After the recent death of Brian Thompson, the CEO of UnitedHealthcare who was shot and killed in Manhattan on Dec. 4, many people responded not with sympathy, but instead with contempt, mockery and even glee. Some even said they thought he deserved to die.
UnitedHealth Group posted a message on Facebook expressing sadness about Thompson’s death, and the post attracted thousands and thousands of reactions, the majority being laughing emojis.
While I don’t condone violence, I was not surprised by the lack of sympathy about Thompson’s death.
Americans pay more for health care than people in other large, wealthy countries. Government data shows that over the past five years, spending on insurance premiums, out-of-pocket co-payments, pharmaceuticals and hospital services has increased. Despite having the most expensive health care in the world, America barely ranks in the top 50 in life expectancy.
A recent U.S. Senate subcommittee report showed UnitedHealthcare’s use of artificial intelligence to automate claim decisions increased the insurer’s prior authorization denial rate for post-acute care from 10.9 percent in 2020 to 22.7 percent in 2022. A class action suit filed against UnitedHealth Group in November 2023 alleged the company knew the AI model they used had a 90 percent error rate.
According to those statistics, more than one in five insured people are denied necessary health care because a stupid robot said no to a claim.
These denials have very real consequences for people, whether it’s having to delay care while they try to appeal the denial, paying out-of-pocket for care or forgoing needed care altogether. Sometimes forgoing that care leads to death.
After Thompson’s murder, I saw people online sharing stories about their own insurance claim denials. One woman said her insurance company denied her surgery for breast cancer two days before it was scheduled because it wasn’t considered an emergency. Luckily, the decision was reversed after an appeal, but she said the whole ordeal put an incredible amount of stress on her during an already terrible time.
Another woman told a harrowing story about being sexually assaulted by a stranger and going to the hospital for a rape kit and pills and shots to prevent pregnancy and STDs. Her insurance company told her that before her claim could be approved, she’d have to show that authorities had charged her rapist with a crime. The police had not caught her attacker, so the woman had to pay out-of-pocket for treatment after being raped.

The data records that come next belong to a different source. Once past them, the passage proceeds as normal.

PR #134, opened 2022-10-24
concurrent queue handles a pointer to ThreadData rather than cloning

harsha-simhadri:
concurrent queue handles a pointer to ThreadData rather than cloning

### DIFF
--- a/src/pq_flash_index.cpp
+++ b/src/pq_flash_index.cpp
@@ -53,7 +53,6 @@
 #define VECTOR_SECTOR_OFFSET(id) \
   ((((_u64)(id)) % nvecs_per_sector) * data_dim * sizeof(float))
 
-
 namespace diskann {
   template<typename T>
   PQFlashIndex<T>::PQFlashIndex(std::shared_ptr<AlignedFileReader> &fileReader,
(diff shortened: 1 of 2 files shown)


src/pq_flash_index.cpp
```diff
@@ -156,22 +180,12 @@ namespace diskann {
...
     assert(this->thread_data.size() == this->max_nthreads);
     while (this->thread_data.size() > 0) {
-      ThreadData<T> data = this->thread_data.pop();
-      while (data.scratch.sector_scratch == nullptr) {
+      auto data = this->thread_data.pop();
+      while (data->scratch.sector_scratch == nullptr) {
         this->thread_data.wait_for_push_notify();
         data = this->thread_data.pop();
       }
-      auto &scratch = data.scratch;
```
hliu18, line 164: Minor: these lines of code can be made into a method.

hliu18: LGTM.

src/pq_flash_index.cpp
```diff
@@ -895,16 +908,17 @@ namespace diskann {
...
       diskann::pq_dist_lookup(pq_coord_scratch, n_ids, this->n_chunks, pq_dists,
-                       dists_out);
+                              dists_out);
     };
-    Timer                 query_timer, io_timer, cpu_timer;
-    std::vector<Neighbor> retset(l_search + 1);
-    tsl::robin_set<_u64> &visited = *(query_scratch->visited);
+    Timer query_timer, io_timer, cpu_timer;
+
+    tsl::robin_set<_u64> & visited = query_scratch->visited;
```
ltan1ms, line 917: nit: extra space before 'v'?

ltan1ms (approved):

src/pq_flash_index.cpp
harsha-simhadri: @hliu18, I am thinking of changing the pop method to return nullptr for data when all scratch spaces are taken. I can encapsulate as a method along with that change. can we delay your request until then or would you prefer to close before that?

src/pq_flash_index.cpp
harsha-simhadri: that's how clang format is resolving it, so let's leave it as is?

src/pq_flash_index.cpp
hliu18: We can delay the suggested change. You can check in this PR ASAP so that Philip can update BANN package with your change.

src/pq_flash_index.cpp
ltan1ms: ah, then let's leave as is.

Another man shared that his diabetic mother’s insurance company suddenly denied her medical supplies. When she died six months later, her insurance company delivered her needed supplies. Her death had triggered the insurance provider to decide that her diabetes was necessary to treat.

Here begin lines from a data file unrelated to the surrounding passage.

PR #135, opened 2022-10-25
added util to do single thread BFS

harsha-simhadri:


src/index.cpp
```diff
@@ -2740,6 +2740,44 @@ namespace diskann {
...
+
+    size_t MAX_BFS_LEVELS = 32;
+    auto   bfs_sets = new tsl::robin_set<unsigned>[MAX_BFS_LEVELS];
+
+    if (_dynamic_index)
+      for (unsigned i = _max_points; i < _max_points + _num_frozen_pts; ++i) {
+        for (auto node : _final_graph[i]) {
+          bfs_sets[0].insert(node);
+          visited.set(node);
+        }
```
rakri, line 2755: dont we want to include just start / frozen point in level 0, and not their neighbors? a) might be cleaner, and b) these points might otherwise get added at later levels since they are not added to visited here

rakri (changes requested):

rakri (approved):

rakri (approved):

I saw story after story about people being denied needed care, including people who thought they had good insurance and were properly covered, only to be hit with unexpected expenses after a medical emergency, landing them in great financial hardship. It’s worth noting that nearly two-thirds of bankruptcies in America are related to medical debt.
Obviously, we never want to accept violence as a solution to a problem. I think there’s a far better answer to curtailing corporate greed than murder. But, I can understand how someone could be consumed with rage after seeing a loved one suffer or die from an insurance denial.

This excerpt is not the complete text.